Попав на войну, поэт почувствовал, что только здесь обретается высшее блаженство:
И счастием душа обожжена С тех пор; веселием полна И ясностью, и мудростью о Боге Со звездами беседует она, Глас Бога слышит в воинской тревоге, И Божьими зовет свои дороги. [55]
Не потому Божьими, что они ведут к высокой цели, а потому, что воевать и побеждать значит уже быть угодным Богу. Под христианской оболочкой видим религию викинга. Гумилев любил представлять себя в этом образе.
Древних ратей воин отсталый, К этой жизни затая вражду, Сумасшедших сводов Валгаллы, Славных битв и пиров я жду.
Но он родился, когда уже были «все пересчитаны звезды» и наш мир «открыт до конца». Там, где ходили каравеллы Колумба и корсарские бриги, – дымят комфортабельные суда пароходных компаний. Арены для блистательных, безумных подвигов не стало. Отсюда разлад его «с жизнью современною», презрение к девушке, которая не понимает и не любит того безумного охотника, что
«взойдя на нагую скалу, в тоске безотчетной Прямо в солнце пускает стрелу».
Бессмысленный, бесцельный героизм не принимался ни одной морально здоровой эпохой. Русскому сознанию и всему нашему складу он чужд особенно.
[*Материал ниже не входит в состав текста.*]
PR #565, opened 2026-08-06
feat(submit-suggestion): add token consumption and remediation SLA metrics to PR description

fkc1e100:
## Summary

Adds automated token consumption sourcing and remediation SLA telemetry to GitOps Pull Requests submitted by the Platform Agent via `submit_suggestion.py`. When `HERMES_SESSION_ID` is present, the script queries measured token metrics (input tokens, output tokens, cache read/write tokens) directly from the Hermes session endpoint (`http://platform-agent.kubeagents-system.svc.cluster.local:8642/api/sessions/<id>`) and appends both a formatted summary section and a structured machine-readable JSON comment to the PR description. Agent-supplied flags (`--elapsed`, `--model`, `--steps`, `--trace-id`, `--input-tokens`, `--output-tokens`) allow augmenting or explicitly providing verified metrics.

Разбить зимой стекло в царскосельской оранжерее, чтобы окровавленной рукой поднести даме букет похищенных роз, пойти добровольцем на войну, ходить в опасные разведки и заслужить два Георгия, подвергнуться аресту, смело держаться на допросе и мужественно встретить смерть – прекрасно и увлекательно. Но горе герою, если хоть одним словом или движением выдаст, что сделано это не ради успеха у женщины, не из любви к родине, а из тщеславия.
И что это за надрывное стремление к неосмысленному, нецелесообразному подвигу у человека, рожденного, по уверениям всех его близко знавших, вовсе не героем? Выбранные доспехи приходились явно не по плечу и тяготили, хотя нес он их с честью. Во имя чего они были надеты?
Сейчас, после стольких канонизаций его как политического борца, с возмущением будет встречена мысль, [56] объясняющая подвижничество и всю героику Гумилева – интеллигентской болезнью начала нашего века – самовлюбленностью, самообожанием, славолюбием. Но ведь, поистине, другого бога у него не отыщешь.
Какой там патриотизм или монархизм, когда, по словам Г. Иванова, «Гумилев подростком, ложась спать, думал об одном, как бы прославиться».
Но всего прекрасней жажда славы, Для нее родятся короли, В океанах ходят корабли.
Поэт готов сделаться даже персидской миниатюрой, лишь бы утолить
Без сожаленья и страданья Мечту старинную свою Будить повсюду обожанье.
Жажда славы, жажда обожания, вот заветный ларец, в котором заключено его сердце. Он старательно укрыт, как в сказке, – на острове средь океана, на дне колодца, но, не нашедши к нему путей, не понять и поэзии Гумилева.
Он остался незримым для толпы, этот бог славолюбия, но только ему одному он молился. Ни одному из тех божеств, чьим жрецом его объявили, никогда не служил. Они были предметами его поэзии, но не предметами поклонения. Они являлись предлогом для прекрасных стихов. Нет поэтому большей грубости, чем подходить к Гумилеву с критическими приемами аристофановских «Лягушек».
«За что же следует уважать поэта?» – спрашивает «лягушачий» Эсхил.
«За то, что мы улучшаем людей в государствах», – отвечает «лягушачий» Еврипид.